Activity:
Using the entries below, output exactly the line containing "line47: Gotcha, yeah" and all lines that follow it to the end.

Collected data entries:

---------------

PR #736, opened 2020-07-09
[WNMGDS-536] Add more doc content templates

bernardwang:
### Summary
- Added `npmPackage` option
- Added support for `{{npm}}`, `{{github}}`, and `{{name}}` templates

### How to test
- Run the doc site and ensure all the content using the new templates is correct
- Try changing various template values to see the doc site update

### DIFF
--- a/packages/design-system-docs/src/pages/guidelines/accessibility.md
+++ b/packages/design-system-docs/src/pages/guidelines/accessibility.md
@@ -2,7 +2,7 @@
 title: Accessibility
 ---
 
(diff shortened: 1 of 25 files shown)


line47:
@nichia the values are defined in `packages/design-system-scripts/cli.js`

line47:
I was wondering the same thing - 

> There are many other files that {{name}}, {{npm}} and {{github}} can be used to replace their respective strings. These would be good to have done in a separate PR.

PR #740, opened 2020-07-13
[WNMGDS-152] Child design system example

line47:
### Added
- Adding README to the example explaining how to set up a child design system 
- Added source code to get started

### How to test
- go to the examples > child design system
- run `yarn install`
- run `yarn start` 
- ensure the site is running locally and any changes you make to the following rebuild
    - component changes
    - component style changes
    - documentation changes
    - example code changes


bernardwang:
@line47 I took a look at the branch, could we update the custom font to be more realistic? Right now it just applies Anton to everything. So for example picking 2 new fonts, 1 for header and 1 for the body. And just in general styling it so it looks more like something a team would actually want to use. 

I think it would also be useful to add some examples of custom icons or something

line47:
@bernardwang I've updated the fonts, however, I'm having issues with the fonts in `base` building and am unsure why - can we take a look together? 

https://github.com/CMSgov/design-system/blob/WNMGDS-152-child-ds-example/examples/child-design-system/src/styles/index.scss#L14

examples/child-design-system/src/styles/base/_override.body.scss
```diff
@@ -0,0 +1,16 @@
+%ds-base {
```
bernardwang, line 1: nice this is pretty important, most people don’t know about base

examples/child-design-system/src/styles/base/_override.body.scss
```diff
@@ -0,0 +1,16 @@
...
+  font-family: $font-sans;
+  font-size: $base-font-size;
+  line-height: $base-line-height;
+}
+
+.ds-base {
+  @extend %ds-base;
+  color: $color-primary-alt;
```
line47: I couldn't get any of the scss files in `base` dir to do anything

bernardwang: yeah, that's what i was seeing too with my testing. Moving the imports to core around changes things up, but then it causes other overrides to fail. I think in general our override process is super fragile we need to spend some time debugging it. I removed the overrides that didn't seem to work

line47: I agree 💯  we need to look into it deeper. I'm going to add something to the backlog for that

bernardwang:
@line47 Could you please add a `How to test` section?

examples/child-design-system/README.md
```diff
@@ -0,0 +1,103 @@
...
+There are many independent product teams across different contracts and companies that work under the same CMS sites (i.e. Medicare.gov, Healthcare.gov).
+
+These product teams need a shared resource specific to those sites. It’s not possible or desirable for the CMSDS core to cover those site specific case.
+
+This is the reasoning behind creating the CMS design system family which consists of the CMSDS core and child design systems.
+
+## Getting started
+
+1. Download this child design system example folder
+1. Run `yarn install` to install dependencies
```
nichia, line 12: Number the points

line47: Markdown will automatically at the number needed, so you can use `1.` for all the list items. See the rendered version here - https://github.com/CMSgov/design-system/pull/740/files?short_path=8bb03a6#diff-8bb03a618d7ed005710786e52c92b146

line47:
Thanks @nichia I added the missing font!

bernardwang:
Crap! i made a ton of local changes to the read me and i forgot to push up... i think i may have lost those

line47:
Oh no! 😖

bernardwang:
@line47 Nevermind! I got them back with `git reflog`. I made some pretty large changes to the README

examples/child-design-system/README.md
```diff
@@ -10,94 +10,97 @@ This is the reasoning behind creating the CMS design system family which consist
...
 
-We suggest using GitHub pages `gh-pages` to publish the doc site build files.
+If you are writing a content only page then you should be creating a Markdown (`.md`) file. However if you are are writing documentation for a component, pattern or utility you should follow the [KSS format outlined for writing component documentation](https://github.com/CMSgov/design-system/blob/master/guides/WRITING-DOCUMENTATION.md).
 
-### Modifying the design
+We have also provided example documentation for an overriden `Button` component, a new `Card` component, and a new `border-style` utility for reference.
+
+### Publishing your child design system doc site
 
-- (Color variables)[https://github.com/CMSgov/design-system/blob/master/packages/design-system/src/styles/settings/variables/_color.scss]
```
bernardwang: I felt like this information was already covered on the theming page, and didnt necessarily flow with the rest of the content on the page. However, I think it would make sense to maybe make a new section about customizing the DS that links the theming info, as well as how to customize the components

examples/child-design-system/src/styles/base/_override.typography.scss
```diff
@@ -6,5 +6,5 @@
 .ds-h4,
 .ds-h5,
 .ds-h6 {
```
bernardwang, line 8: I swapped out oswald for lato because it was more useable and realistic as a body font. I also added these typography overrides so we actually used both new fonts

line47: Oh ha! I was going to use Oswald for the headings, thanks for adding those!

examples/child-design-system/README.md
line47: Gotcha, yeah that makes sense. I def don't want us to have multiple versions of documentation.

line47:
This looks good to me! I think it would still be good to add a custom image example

---------------

Response for this exercise:
line47: Gotcha, yeah that makes sense. I def don't want us to have multiple versions of documentation.

line47:
This looks good to me! I think it would still be good to add a custom image example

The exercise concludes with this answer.